Yet, Agnes is not his dream girl like Dora is. Dora is a beautiful, charming, childish and stupid girl that David falls in love with on first sight. In fact, he becomes so enamoured with her that he dreams about her, and she plagues his every waking thought too. Dora is very wealthy and in order for David to marry her, he must take on two extra jobs so that he can build his vocation and make enough money to impress first her father Mr. Spenlow and then Dora’s aunts. In other words, David must traverse a gauntlet in order to make himself worthy of Dora’s hand in marriage, and he does! Like Pip, and like all men, David also wants to be a hero and Dora gives him the opportunity to become heroic. Agnes, on the other hand, is convenient, the one quality that makes even the most beautiful woman in the world unattractive.
David Copperfield speaks of Agnes as a source of peace; he loves her, but as a friend, because she does not offer him any opportunity to be a hero. He is unecessary with her, like a baby is to a mother. (David Copperfield falls in love more than once in the story, but never with Agnes.) Meanwhile, he speaks of Dora as source of enchantment. “When I walked about, exalted with my secret, and full of my own interest, and felt the dignity of loving Dora, and of being beloved, so much, that if I had walked the air, I could not have been more above the people not so situated, who were creeping on the earth!” (David Copperfield pg 417). David visits Dora Spenlow’s party and is drunk with his passionate feelings toward her. He brings her flowers for her birthday and cannot even get out the words he intends to say to her. “I had an intention of saying (and had been studying the best form of words for three miles) that I thought them beautiful before I saw them so near her. But I couldn’t manage it. She was too bewildering. To see her lay the flowers against the little dimpled chin, was to lose all presence of mind and power of language in feeble ecstasy.” (411).

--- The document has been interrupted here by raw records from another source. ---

PR #5254, opened 2025-02-28
Update minecraft-server (java) template 

CaptainFallaway:
A little update for the minecraft server template. Changes included are for both redundancy for older versions or minecraft, memory fixes, and the ability to set gamemode from the enviroment variables. The problem with the `MEMORY` variable is that it sets the minimum and maximum memory to the same specified value (when it's running it's stuck at max memory all the time), so it's getting replaced by `INIT_MEMORY` and `MAX_MEMORY`.

## Changes
- Updated `SNOOPER_ENABLED` variable to be `false` by default. (telemetry off by default).
- Added `MODE` variable to change gamemode. (not the same as `FORCE_GAMEMODE`).
- Removed `MEMORY` variable for alternatives.
- Added `INIT_MEMORY` variable for initial minimum memory instead of `MEMORY`, default value `256M`.
- Added `MAX_MEMORY` variable for maximum memory instead of `MEMORY`, default value `1G`.
- Added `GUI` variable and set default to `false` because; "Some older servers get confused and think that the GUI interface is enabled." - itzg/minecraft docs.


peaklabs-dev:
Thank you for the PR.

A man who is bewildered is a man who is psychologically in the realm of the wild; he is in unknown territory. The most fundamental truths like hunger, thirst and lust, can bring us back to our primordial selves, but in a known way. A man who must build a fire in the woods is not bewildered because he knows exactly what he must do. A man who listenes to the howling in the night, and wonders what beast lurks near, or a man who looks at the multitude of the cosmos pressing in on him in the dark of the remotest woods thinking about how tiny he is in the grand scheme of things, is bewildered. We know how to fix the hunger, thirst and lust, there is no confusion about it. But bewilderment indicates that we do not know how to navigate ourselves and is caused by things like art, and the contemplation of eternity and mortality. A great work of music or sculpture can bewilder because what the senses perceive in the art work always hint at something more and more. Great works of art are arrows that point to the transcendent, and as such they leave us bewildered, as if they have thrown us up, into a realm beyond the intellect and beyond reason. Falling in love can do the same thing to a man. Agnes is comfort for David, but Dora is bewildering.

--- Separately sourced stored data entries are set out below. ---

PR #5256, opened 2025-02-28
fix: always pull latest compose file image

### LINKED ISSUE #3537: [Bug]: Build server + Git, latest image not pulled

Patrick3131:
## Changes
- Always pull latest images if build pack is not docker image

## Issues
- fix #3537

### DIFF
--- a/app/Jobs/ApplicationDeploymentJob.php
+++ b/app/Jobs/ApplicationDeploymentJob.php
@@ -2274,7 +2274,7 @@ COPY ./nginx.conf /etc/nginx/conf.d/default.conf");
                 );
             } else {
                 $this->execute_remote_command(
-                    [executeInDocker($this->deployment_uuid, "{$this->coolify_variables} docker compose --project-name {$this->application->uuid} --project-directory {$this->workdir} -f {$this->workdir}{$this->docker_compose_location} up --build -d"), 'hidden' => true],
+                    [executeInDocker($this->deployment_uuid, "{$this->coolify_variables} docker compose --project-name {$this->application->uuid} --project-directory {$this->workdir} -f {$this->workdir}{$this->docker_compose_location} up --pull always --build -d"), 'hidden' => true],
                 );
             }
         }


djsisson:
@Patrick3131 you can add pull_policy: always to each service where you need the image pulled everytime.

imo forcing this on everyone for every image, doesn't seem great to me

Patrick3131:
Hey @djsisson
Thank you for your input.
It makes sense what you are saying.

Here in this PR by @lucienbl we are using a similar approach, the only difference is (correct me if I am wrong) that we are using the server to build and are not just pulling the images from a registry. So to be consistent, we should use the same approach for both use cases, what do you think?

lucienbl:
Hey @djsisson what you say completely makes sense and that was my thought too, however the problem is that AFAIK we do not have 'easy' access to the generated compose file when using Nixpacks, which is the problem here. But maybe having an option to have the force pull or not would be a better solution as each user could choose what he wants.

Could be an option here for example :

image

djsisson:
the build server entry suffers from the same issue, you're requesting to repull everything, just means you can easily hit rate limits on external repo hubs

you would add an entry here for pull_policy: always this works for all paths for only the service that is being built that aren't using a compose file,

https://github.com/coollabsio/coolify/blob/717f0f228b3030070023cf333e1ce61868f30793/app/Jobs/ApplicationDeploymentJob.php#L1727

lucienbl:
That makes sense, thanks for the hint !

djsisson:
I will reiterate the first post, if you are using a compose that is using an externally built image, you need to just add 
```yaml
services:
  service:
    image: xxx
    pull_policy: always
```
this fixes issue of not always pulling your newly built image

“I hardly knew what I did, I was burning all over to that extraordinary extent.” (413).
“I was intoxicated with joy. I was afraid it was too happy to be real” (413).
What are Biddy and Agnes to do? Are they to dumb themselves down and become broken or immature in order to gain the affections of the man they desire? This conclusion assumes that the persona Biddy and Agnes each present, is honest. In reality, there is a certain kind of girl who becomes a Biddy or an Agnes. It is not because she is ugly, or intelligent or “mature” that makes her undesirable, a de-sexed friend, or a woman that men may compromise with later in life to abate their loneliness. It is rather, because she is afraid to show her vulnerability to a man. Each woman, you see, requires rescuing. No woman is perfect or happy on her own. “I don’t need no man” is the cope anthem of feminism. Biddy does not reveal her dreams or desires to Pip. She never really shows any of her emotions. She is as closed to Pip and to everyone as the iron door of a castle that sends away the knight who might knocked at the door. Meanwhile Estella, though cruel, is more human. She has weaknesses and passions herself and she is warm one day, cold the next. She reveals herself to Pip emotionally in ways that Biddy does not. Where Estella is cruel, at least she is human. Biddy closed off her emotional world entirely to Pip, how could she evoke anything in him?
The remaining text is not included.